What you need to do:
How many lines in the records below contain the word "tests"? Answer with the number only.

• • •

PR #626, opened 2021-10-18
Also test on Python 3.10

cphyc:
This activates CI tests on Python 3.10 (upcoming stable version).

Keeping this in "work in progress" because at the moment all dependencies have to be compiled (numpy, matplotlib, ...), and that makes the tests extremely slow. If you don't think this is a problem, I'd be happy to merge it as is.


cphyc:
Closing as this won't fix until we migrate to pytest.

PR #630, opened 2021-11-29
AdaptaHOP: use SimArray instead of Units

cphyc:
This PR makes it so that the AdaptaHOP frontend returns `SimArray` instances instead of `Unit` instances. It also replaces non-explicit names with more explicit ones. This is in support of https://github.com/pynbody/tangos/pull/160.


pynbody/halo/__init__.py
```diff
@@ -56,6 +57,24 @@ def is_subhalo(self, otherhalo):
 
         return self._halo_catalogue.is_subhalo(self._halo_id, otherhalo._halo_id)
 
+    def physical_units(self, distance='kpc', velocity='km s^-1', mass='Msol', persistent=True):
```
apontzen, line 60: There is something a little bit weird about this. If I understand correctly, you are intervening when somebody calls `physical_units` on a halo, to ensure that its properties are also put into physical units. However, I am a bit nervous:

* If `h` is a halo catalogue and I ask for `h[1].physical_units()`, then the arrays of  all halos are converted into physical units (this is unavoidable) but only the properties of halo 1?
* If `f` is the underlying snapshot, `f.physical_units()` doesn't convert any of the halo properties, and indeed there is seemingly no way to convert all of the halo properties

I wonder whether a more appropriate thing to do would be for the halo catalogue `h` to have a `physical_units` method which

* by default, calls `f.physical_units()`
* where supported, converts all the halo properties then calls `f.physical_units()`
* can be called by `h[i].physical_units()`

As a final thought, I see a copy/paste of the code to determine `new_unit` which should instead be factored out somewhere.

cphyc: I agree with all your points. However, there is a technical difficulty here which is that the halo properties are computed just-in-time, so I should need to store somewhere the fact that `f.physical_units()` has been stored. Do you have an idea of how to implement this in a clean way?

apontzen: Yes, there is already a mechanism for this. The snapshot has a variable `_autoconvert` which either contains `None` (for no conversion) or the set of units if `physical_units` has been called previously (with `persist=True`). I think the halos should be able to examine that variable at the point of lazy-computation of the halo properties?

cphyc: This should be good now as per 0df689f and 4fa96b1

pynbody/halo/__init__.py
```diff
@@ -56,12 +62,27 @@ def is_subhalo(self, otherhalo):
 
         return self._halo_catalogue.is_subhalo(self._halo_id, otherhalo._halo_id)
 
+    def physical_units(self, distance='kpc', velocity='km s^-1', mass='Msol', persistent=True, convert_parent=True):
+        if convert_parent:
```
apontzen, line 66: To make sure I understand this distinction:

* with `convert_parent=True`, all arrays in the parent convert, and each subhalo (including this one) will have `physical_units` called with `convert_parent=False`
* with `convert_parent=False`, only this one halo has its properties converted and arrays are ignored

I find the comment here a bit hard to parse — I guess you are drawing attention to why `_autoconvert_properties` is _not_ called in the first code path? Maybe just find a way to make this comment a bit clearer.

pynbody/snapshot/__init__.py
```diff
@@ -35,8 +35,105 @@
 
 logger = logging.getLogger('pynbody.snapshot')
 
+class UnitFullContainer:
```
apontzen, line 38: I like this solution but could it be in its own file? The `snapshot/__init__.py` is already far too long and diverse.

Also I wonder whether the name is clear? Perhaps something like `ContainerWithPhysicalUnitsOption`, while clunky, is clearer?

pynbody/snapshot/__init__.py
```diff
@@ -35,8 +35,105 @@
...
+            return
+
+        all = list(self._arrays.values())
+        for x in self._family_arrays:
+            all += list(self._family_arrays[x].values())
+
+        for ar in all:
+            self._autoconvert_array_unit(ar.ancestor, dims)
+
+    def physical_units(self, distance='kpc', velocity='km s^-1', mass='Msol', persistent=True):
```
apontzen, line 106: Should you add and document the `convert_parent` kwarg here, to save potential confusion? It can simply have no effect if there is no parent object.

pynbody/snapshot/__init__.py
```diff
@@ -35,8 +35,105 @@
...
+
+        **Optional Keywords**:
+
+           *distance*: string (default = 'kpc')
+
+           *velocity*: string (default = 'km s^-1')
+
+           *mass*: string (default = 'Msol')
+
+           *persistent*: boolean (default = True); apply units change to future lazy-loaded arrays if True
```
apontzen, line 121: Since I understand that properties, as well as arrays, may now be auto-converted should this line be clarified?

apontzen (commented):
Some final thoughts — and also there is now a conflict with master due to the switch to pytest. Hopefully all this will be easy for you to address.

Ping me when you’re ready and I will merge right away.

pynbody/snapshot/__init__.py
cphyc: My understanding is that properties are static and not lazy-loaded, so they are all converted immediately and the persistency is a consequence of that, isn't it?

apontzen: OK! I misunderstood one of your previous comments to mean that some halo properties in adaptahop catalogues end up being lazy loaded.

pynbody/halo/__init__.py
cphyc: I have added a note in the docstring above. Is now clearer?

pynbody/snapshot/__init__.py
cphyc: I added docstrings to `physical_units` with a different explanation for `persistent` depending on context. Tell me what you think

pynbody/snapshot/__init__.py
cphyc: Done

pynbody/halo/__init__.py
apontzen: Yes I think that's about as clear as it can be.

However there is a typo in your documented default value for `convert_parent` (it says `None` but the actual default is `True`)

• • •

Answer to this exercise:
2